Navigate to Services -> CGNAT -> Rules and open DIA rule for every WAN Transport that is used for DIA traffic steering.
Under Match Tab, by default Destination Zone is set. Click Destination and remove existing zone. It should be empty.
Next, click Source and select Source Zone which matches traffic in WAN Transport VR coming from LLAN Transport VR. In this example it will be W-ST-Versa-LAN-INET, where W-ST means traffic comes from LAN VR to WAN VR in a split tunnel concept, Versa is a tenant name, LAN is a network name in LAN Transport VR and INET is a network name in WAN Transport VR.
The same configuration should be done for all DIA CGNAT Rules used for a data plane.
5. Verification steady state
INET1 and INET2 both have the same priority, therefore in a steady state traffic for selected application hosted on Internet should be load balanced. To verify, firstly that administrator can check session extensive details. Open VOS appliance view and navigate to Monitor -> Services -> Sessions and click filter icon on the left side as highlighted below.

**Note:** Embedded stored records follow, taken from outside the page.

PR #28949, opened 2024-01-31
chore(angular): remove type merging for schematic options

thetaPC:
Issue number: internal

---------

`schematicOpts` has an intersection type in order to be backward compatible.

## What is the new behavior?

- Remove the added type since `SchematicOptions` type now includes `[property: string]: any;` with Angular 16.

- [ ] Yes
- [x] No

`schematicOpts` has the same type, just a different way of getting it.

## Other information

N/A


sean-perkins (approved):
Perfect!

PR #28950, opened 2024-01-31
fix(overlays): focus is returned to last focus element when focusing toast

### LINKED ISSUE #28261: bug: focus trapping is not disabled on non-top overlay which causes side effects with toast
### Prerequisites

### Ionic Framework Version

v6.x

### Current Behavior

When a modal is open, and then show a toast message: A click on the toast scroll the modal to the next e.g. button.

demo

It's a critical bug in my opinion or case. Because it always scrolls to the next focusable element either vertically or horizontally. If you have content with overflow: hidden and custom scroll button (like next in an intro slider) you jump to the element which is in overflow hidden. But anyway, this is a weird bug which needs to be fixed. I cannot figure out what the problem is. Maybe you have an idea?

### Expected Behavior

Don't affect the scroll position. A click on toast (regardless if close button or everywhere else) should not scroll anything.

### Steps to Reproduce

1. Create a modal with scrollable content.
2. Add a ion-button to the end of content.
3. Add an element on top which is not focusable. In this case just a div with click event.
4. The click event of div opens a toast message.
5. Click on the message. In this demo you have to click twice. In my project a single click also causes the issue. Not sure why, but it does not matter. The issue can be reproduce in this demo here.
6. See that a click on the toast scroll the content of the demo. It's maybe because of focus. But why? It should not happen!

Tip: Use mobile view in dev tools (Chrome "Toggle device toolbar". I'm on Windows 10 btw. But this bug is also present in Android).

[Demo](https://ionic-6-toast-scroll-bug.stackblitz.io)

Again: In my project, this bug is also triggered on a single click e.g. on X. In this demo here you need to click twice. Anywhere on toast body. The second click can be on X. But it does not matter where you click. 

### Code Reproduction URL

https://stackblitz.com/edit/ionic-6-toast-scroll-bug?file=src%2Fapp%2Fapp.component.html

### Ionic Info

Ionic 6.6.1 (Angular 14). Not yet tested in Ionic 7. But I suspect the same. It's a candidate for patch fix in v6.

liamdebeasi:
Issue number: resolves #28261

---------

When moving focus from a focus-trapped overlay to a toast, focus is moved back to the overlay. This is the correct behavior as focus should never leave a focus-trapped overlay (unless the overlay is dismissed or focus is moved to a _new_ top-most overlay). However, the way we return focus is a bit unexpected because it always returns focus to the last focusable element in the overlay. 

This means that if you were focused on the first focusable element, presented the toast, and then focused the toast, focus might not be moved back to that first focusable element. In the case of the linked issue, this was causing an unexpected scroll so that the last focused element could be in view.

## What is the new behavior?

- This fix adds an exception for `ion-toast` (as it is the only overlay that is **not** focus trapped) that ensures that focus is moved back to the last focus element.

- [ ] Yes
- [x] No

## Other information

Dev build: `7.7.1-dev.11707253408.186eea70`

Note: We don't recommend this pattern in general because it would be impossible for a screen reader user to focus the toast. However, we can at least improve the experience for developers who continue to implement this pattern by returning focus in a more predictable manner.

Docs: https://github.com/ionic-team/ionic-docs/pull/3432

Testing: 

Reviewers should manually test the following behaviors:

1. Create a modal with 2 buttons. Have one of the buttons present a toast. Open the toast and verify that you can still Tab to cycle through the buttons in the modal.
2. Create a modal with 2 buttons. Have one of the buttons present a toast. Open the toast. Move focus to the toast and verify that you can still Tab to cycle through the buttons in the modal (once focus is returned to the modal).


core/src/utils/overlays.ts
```diff
@@ -131,38 +137,55 @@ export const createOverlay = <T extends HTMLIonOverlayElement>(
...
-  if (firstInput) {
-    focusElement(firstInput);
-  } else {
-    // Focus overlay instead of letting focus escape
-    overlay.focus();
-  }
+  focusElementInOverlay(firstInput, overlay);
 };
 
-const isOverlayHidden = (overlay: Element) => overlay.classList.contains('overlay-hidden');
```
liamdebeasi, line 152: there should be no behavior change to focusFirstDescendant and focusLastDescendant. All I did here was abstract the focusing logic to `focusElementInOverlay` and had those functions call it instead. I needed to use `focusElementInOverlay` to implement the fix, so I figured to consolidate otherwise we're writing the same code 3x.

core/src/utils/overlays.ts
```diff
@@ -131,38 +137,55 @@ export const createOverlay = <T extends HTMLIonOverlayElement>(
...
   if (shadowRoot) {
     // If there are no inner focusable elements, just focus the host element.
-    lastInput = shadowRoot.querySelector(focusableQueryString) || lastInput;
+    elementToFocus = shadowRoot.querySelector<HTMLElement>(focusableQueryString) || hostToFocus;
   }
 
-  if (lastInput) {
-    lastInput.focus();
+  if (elementToFocus) {
+    focusVisibleElement(elementToFocus);
```
liamdebeasi, line 188: One thing I noticed was that `focusLastDescendant` called `.focus()` whereas `focusFirstDescendant` calls `focusVisibleElement`. I believe this was an oversight on my end when I originally implemented this since I was only concerned about moving focus to the first element in the select popover: https://github.com/ionic-team/ionic-framework/pull/23474/commits/8be9ae1f7e218e229d1e5a9981bec26f644e0b1f 

However, focusVisibleElement also calls `.focus` so there should be no behavior change.

liamdebeasi:
I decided to consolidate some code under the hood otherwise I was going to write the same code 3x. This isn't strictly necessary to ship this fix (though it makes it easier to implement the fix), so if the reviewers would prefer I pull this out to a separate PR let me know!

amandaejohnston (commented):
Functionality looks great in my local testing 👍 Just had a question about the tests.

core/src/utils/test/overlays/overlays.e2e.ts
```diff
@@ -254,5 +254,125 @@ configs({ modes: ['ios'], directions: ['ltr'] }).forEach(({ title, config }) =>
...
+
+    test('focusing toast from a shadow overlay should return focus to the last focused element', async ({
+      page,
+      skip,
+    }) => {
+      test.info().annotations.push({
+        type: 'issue',
+        description: 'https://github.com/ionic-team/ionic-framework/issues/28261',
+      });
+      skip.browser('webkit', 'WebKit does not consider buttons to be focusable');
```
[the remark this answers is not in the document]
liamdebeasi: Added in https://github.com/ionic-team/ionic-framework/pull/28950/commits/5d0121bd9eda801f9d618c30df58ba5ae2c5297c. I only did it for the shadow component tests (modal/popover). Doing the same for the scoped overlays is tricky because we don't have an easy way of connecting a non-button to an overlay since we are restricted in what we can display in these overlays.

However, I think the current coverage should be sufficient. In the event that this breaks due a browser bug, the shadow test should at least fail.

amandaejohnston (approved):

In the session filter select Extensive view and filter your application using Session Search Criteria options. As in below example there are multiple sessions initiated for the same application behind VOS device and all of them are equally distributed among INET1 and INET2 links.
To verify that both INET 1 and INET2 are SLA compliant path navigate to Monitor -> Networking -> SaaS App and select monitor type local, brief or detail view and your SaaS monitor.
In this case both INET1 and INET2 have latency less than 100 msec, therefore they are both SLA compliant links.
Another useful method to gather information on nexthop statistics is under Monitor -> Services -> SDWAN -> Policies. Select Default SDWAN policy and Nexthop Statistics view. Next, click on view for selected rule name. Here administrator can check nexthop status, if it is active which means SLA compliant, etc for every WAN Transport.
6. Verification failover condition
Now lets consider performance degradation happened on INET1 connection where latency violate expected SLA. Navigate to Monitor -> Networking -> SaaS App and select monitor type local, brief or detail view and INET1 SaaS monitor. SaaS App monitor detected change of underlay performance.
Now it is expected that INET1 should become violated. Navigate to Monitor -> Services -> SDWAN -> Policies. Select Default SDWAN policy then Nexthop Statistics view and open rule which set SLA compliance for selected applications. This way Administrator can detect SLA violation using INET1 as below.
Because INET1 is violated, nexthop is not active for the forwarding decision. Now, all iPerf session should use INET2 only, as the output below confirms. Navigate to Monitor -> Services -> Sessions and click filter icon. For session detail Administrator can see that all traffic use INET2.
*Note, with nexthop re-evaluate option, all existing sessions will also gradually move to INET2.
7. Conclusions
In this article we demonstrated how efficiently leverage DIA traffic steering policies on VOS Edge appliance considering Internet performance metrics.